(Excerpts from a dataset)

╔══

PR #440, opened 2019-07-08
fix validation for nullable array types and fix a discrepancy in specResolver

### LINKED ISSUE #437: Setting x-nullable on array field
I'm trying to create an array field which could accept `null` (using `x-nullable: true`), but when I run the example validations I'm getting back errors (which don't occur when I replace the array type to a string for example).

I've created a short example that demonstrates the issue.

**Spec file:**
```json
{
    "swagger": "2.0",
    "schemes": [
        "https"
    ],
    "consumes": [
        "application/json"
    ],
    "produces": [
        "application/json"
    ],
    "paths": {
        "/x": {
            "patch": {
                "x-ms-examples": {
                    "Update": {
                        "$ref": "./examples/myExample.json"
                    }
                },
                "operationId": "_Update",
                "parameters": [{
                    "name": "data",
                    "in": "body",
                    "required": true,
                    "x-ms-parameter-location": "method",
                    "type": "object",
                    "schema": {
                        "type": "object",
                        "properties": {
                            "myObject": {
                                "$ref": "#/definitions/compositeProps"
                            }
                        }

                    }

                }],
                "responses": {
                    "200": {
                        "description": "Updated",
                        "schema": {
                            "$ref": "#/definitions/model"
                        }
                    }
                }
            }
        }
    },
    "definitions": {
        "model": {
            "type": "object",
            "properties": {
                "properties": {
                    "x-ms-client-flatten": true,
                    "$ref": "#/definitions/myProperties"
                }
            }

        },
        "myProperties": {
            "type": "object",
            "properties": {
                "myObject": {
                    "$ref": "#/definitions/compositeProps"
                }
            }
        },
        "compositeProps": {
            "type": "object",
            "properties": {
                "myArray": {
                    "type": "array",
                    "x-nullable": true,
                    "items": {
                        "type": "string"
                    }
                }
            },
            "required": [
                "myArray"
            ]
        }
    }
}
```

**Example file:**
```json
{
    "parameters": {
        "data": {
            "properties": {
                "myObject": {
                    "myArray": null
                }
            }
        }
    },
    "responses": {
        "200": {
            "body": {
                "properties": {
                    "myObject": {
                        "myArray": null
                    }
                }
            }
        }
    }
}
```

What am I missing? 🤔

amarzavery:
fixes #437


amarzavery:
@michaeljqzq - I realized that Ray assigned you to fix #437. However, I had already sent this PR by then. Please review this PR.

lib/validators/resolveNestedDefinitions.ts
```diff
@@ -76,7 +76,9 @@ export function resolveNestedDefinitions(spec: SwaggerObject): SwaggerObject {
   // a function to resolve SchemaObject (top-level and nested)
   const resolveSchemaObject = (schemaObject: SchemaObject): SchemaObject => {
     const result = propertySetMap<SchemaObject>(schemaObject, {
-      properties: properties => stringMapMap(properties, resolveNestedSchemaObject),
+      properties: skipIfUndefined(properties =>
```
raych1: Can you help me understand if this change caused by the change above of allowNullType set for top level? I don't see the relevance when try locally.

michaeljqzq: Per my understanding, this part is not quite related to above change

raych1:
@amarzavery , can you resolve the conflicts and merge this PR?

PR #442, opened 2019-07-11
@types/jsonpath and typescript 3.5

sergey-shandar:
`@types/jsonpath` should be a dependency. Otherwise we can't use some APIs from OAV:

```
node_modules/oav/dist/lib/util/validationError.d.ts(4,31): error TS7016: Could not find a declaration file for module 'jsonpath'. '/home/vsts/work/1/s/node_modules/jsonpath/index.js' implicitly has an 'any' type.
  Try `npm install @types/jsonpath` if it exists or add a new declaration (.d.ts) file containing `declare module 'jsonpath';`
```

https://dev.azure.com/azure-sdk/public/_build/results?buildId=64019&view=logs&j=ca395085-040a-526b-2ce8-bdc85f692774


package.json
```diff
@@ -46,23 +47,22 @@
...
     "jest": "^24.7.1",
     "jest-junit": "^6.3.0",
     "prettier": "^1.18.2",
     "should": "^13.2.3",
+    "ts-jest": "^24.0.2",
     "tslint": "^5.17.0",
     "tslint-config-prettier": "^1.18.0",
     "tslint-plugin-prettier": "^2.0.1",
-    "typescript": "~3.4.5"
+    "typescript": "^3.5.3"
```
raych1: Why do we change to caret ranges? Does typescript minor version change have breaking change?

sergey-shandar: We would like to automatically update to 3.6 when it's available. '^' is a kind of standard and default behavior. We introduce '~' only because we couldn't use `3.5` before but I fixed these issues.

╚══

■ Your task ■
A complete, exact copy of the entries above is what is wanted.

■ Task result ■
PR #440, opened 2019-07-08
fix validation for nullable array types and fix a discrepancy in specResolver

### LINKED ISSUE #437: Setting x-nullable on array field
I'm trying to create an array field which could accept `null` (using `x-nullable: true`), but when I run the example validations I'm getting back errors (which don't occur when I replace the array type to a string for example).

I've created a short example that demonstrates the issue.

**Spec file:**
```json
{
    "swagger": "2.0",
    "schemes": [
        "https"
    ],
    "consumes": [
        "application/json"
    ],
    "produces": [
        "application/json"
    ],
    "paths": {
        "/x": {
            "patch": {
                "x-ms-examples": {
                    "Update": {
                        "$ref": "./examples/myExample.json"
                    }
                },
                "operationId": "_Update",
                "parameters": [{
                    "name": "data",
                    "in": "body",
                    "required": true,
                    "x-ms-parameter-location": "method",
                    "type": "object",
                    "schema": {
                        "type": "object",
                        "properties": {
                            "myObject": {
                                "$ref": "#/definitions/compositeProps"
                            }
                        }

                    }

                }],
                "responses": {
                    "200": {
                        "description": "Updated",
                        "schema": {
                            "$ref": "#/definitions/model"
                        }
                    }
                }
            }
        }
    },
    "definitions": {
        "model": {
            "type": "object",
            "properties": {
                "properties": {
                    "x-ms-client-flatten": true,
                    "$ref": "#/definitions/myProperties"
                }
            }

        },
        "myProperties": {
            "type": "object",
            "properties": {
                "myObject": {
                    "$ref": "#/definitions/compositeProps"
                }
            }
        },
        "compositeProps": {
            "type": "object",
            "properties": {
                "myArray": {
                    "type": "array",
                    "x-nullable": true,
                    "items": {
                        "type": "string"
                    }
                }
            },
            "required": [
                "myArray"
            ]
        }
    }
}
```

**Example file:**
```json
{
    "parameters": {
        "data": {
            "properties": {
                "myObject": {
                    "myArray": null
                }
            }
        }
    },
    "responses": {
        "200": {
            "body": {
                "properties": {
                    "myObject": {
                        "myArray": null
                    }
                }
            }
        }
    }
}
```

What am I missing? 🤔

amarzavery:
fixes #437


amarzavery:
@michaeljqzq - I realized that Ray assigned you to fix #437. However, I had already sent this PR by then. Please review this PR.

lib/validators/resolveNestedDefinitions.ts
```diff
@@ -76,7 +76,9 @@ export function resolveNestedDefinitions(spec: SwaggerObject): SwaggerObject {
   // a function to resolve SchemaObject (top-level and nested)
   const resolveSchemaObject = (schemaObject: SchemaObject): SchemaObject => {
     const result = propertySetMap<SchemaObject>(schemaObject, {
-      properties: properties => stringMapMap(properties, resolveNestedSchemaObject),
+      properties: skipIfUndefined(properties =>
```
raych1: Can you help me understand if this change caused by the change above of allowNullType set for top level? I don't see the relevance when try locally.

michaeljqzq: Per my understanding, this part is not quite related to above change

raych1:
@amarzavery , can you resolve the conflicts and merge this PR?

PR #442, opened 2019-07-11
@types/jsonpath and typescript 3.5

sergey-shandar:
`@types/jsonpath` should be a dependency. Otherwise we can't use some APIs from OAV:

```
node_modules/oav/dist/lib/util/validationError.d.ts(4,31): error TS7016: Could not find a declaration file for module 'jsonpath'. '/home/vsts/work/1/s/node_modules/jsonpath/index.js' implicitly has an 'any' type.
  Try `npm install @types/jsonpath` if it exists or add a new declaration (.d.ts) file containing `declare module 'jsonpath';`
```

https://dev.azure.com/azure-sdk/public/_build/results?buildId=64019&view=logs&j=ca395085-040a-526b-2ce8-bdc85f692774


package.json
```diff
@@ -46,23 +47,22 @@
...
     "jest": "^24.7.1",
     "jest-junit": "^6.3.0",
     "prettier": "^1.18.2",
     "should": "^13.2.3",
+    "ts-jest": "^24.0.2",
     "tslint": "^5.17.0",
     "tslint-config-prettier": "^1.18.0",
     "tslint-plugin-prettier": "^2.0.1",
-    "typescript": "~3.4.5"
+    "typescript": "^3.5.3"
```
raych1: Why do we change to caret ranges? Does typescript minor version change have breaking change?

sergey-shandar: We would like to automatically update to 3.6 when it's available. '^' is a kind of standard and default behavior. We introduce '~' only because we couldn't use `3.5` before but I fixed these issues.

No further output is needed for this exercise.